Task directions
Below are some records; reproduce every one of them exactly.

Records from a data collection:
PR #1091, opened 2022-07-22
Support multiplatform builds

sldblog:

Support x86_64 and arm64 builds out of the box.

Use `BUILDPLATFORM` which is [automatically defined][args].

🚫 Blocked until #1090 is merged (same line change)

Taken from the ["Faster Multi-Platform Builds" guide][guide].

Picked from https://github.com/ministryofjustice/hmpps-template-kotlin/commit/70b9ff6ed5060d00639f135b7339e84ba290f62e

[guide]: https://www.docker.com/blog/faster-multi-platform-builds-dockerfile-cross-compilation-guide/
[args]: https://docs.docker.com/engine/reference/builder/#automatic-platform-args-in-the-global-scope

### DIFF
--- a/.circleci/config.yml
+++ b/.circleci/config.yml
@@ -9,7 +9,7 @@ parameters:
     default: main
 
 orbs:
-  hmpps: ministryofjustice/hmpps@3.14
+  hmpps: ministryofjustice/hmpps@5.1
   gradle: circleci/gradle@2.2.0
   mem: circleci/rememborb@0.0.1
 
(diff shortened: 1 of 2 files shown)


sldblog:
Current blocker: we cannot upgrade to use `hmpps/build_multiplatform_docker` if we want to use `hmpps/trivy_pipeline_scan` on `main` as that new job does not persist the image

Either `trivy_pipeline_scan` should pull, `build_multiplatform_docker` should persist the x86_64 version, or we should switch to `trivy_latest_scan` on `main`

PR #1093, opened 2022-07-22
Amend needs and requirement

OmotayoTalabi:

service for amend needs and requirements

to allow pp to amend needs and requirements.

### DIFF
--- a/src/main/kotlin/uk/gov/justice/digital/hmpps/hmppsinterventionsservice/service/AmendReferralService.kt
+++ b/src/main/kotlin/uk/gov/justice/digital/hmpps/hmppsinterventionsservice/service/AmendReferralService.kt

Result below
PR #1091, opened 2022-07-22
Support multiplatform builds

sldblog:

Support x86_64 and arm64 builds out of the box.

Use `BUILDPLATFORM` which is [automatically defined][args].

🚫 Blocked until #1090 is merged (same line change)

Taken from the ["Faster Multi-Platform Builds" guide][guide].

Picked from https://github.com/ministryofjustice/hmpps-template-kotlin/commit/70b9ff6ed5060d00639f135b7339e84ba290f62e

[guide]: https://www.docker.com/blog/faster-multi-platform-builds-dockerfile-cross-compilation-guide/
[args]: https://docs.docker.com/engine/reference/builder/#automatic-platform-args-in-the-global-scope

### DIFF
--- a/.circleci/config.yml
+++ b/.circleci/config.yml
@@ -9,7 +9,7 @@ parameters:
     default: main
 
 orbs:
-  hmpps: ministryofjustice/hmpps@3.14
+  hmpps: ministryofjustice/hmpps@5.1
   gradle: circleci/gradle@2.2.0
   mem: circleci/rememborb@0.0.1
 
(diff shortened: 1 of 2 files shown)


sldblog:
Current blocker: we cannot upgrade to use `hmpps/build_multiplatform_docker` if we want to use `hmpps/trivy_pipeline_scan` on `main` as that new job does not persist the image

Either `trivy_pipeline_scan` should pull, `build_multiplatform_docker` should persist the x86_64 version, or we should switch to `trivy_latest_scan` on `main`

PR #1093, opened 2022-07-22
Amend needs and requirement

OmotayoTalabi:

service for amend needs and requirements

to allow pp to amend needs and requirements.

### DIFF
--- a/src/main/kotlin/uk/gov/justice/digital/hmpps/hmppsinterventionsservice/service/AmendReferralService.kt
+++ b/src/main/kotlin/uk/gov/justice/digital/hmpps/hmppsinterventionsservice/service/AmendReferralService.kt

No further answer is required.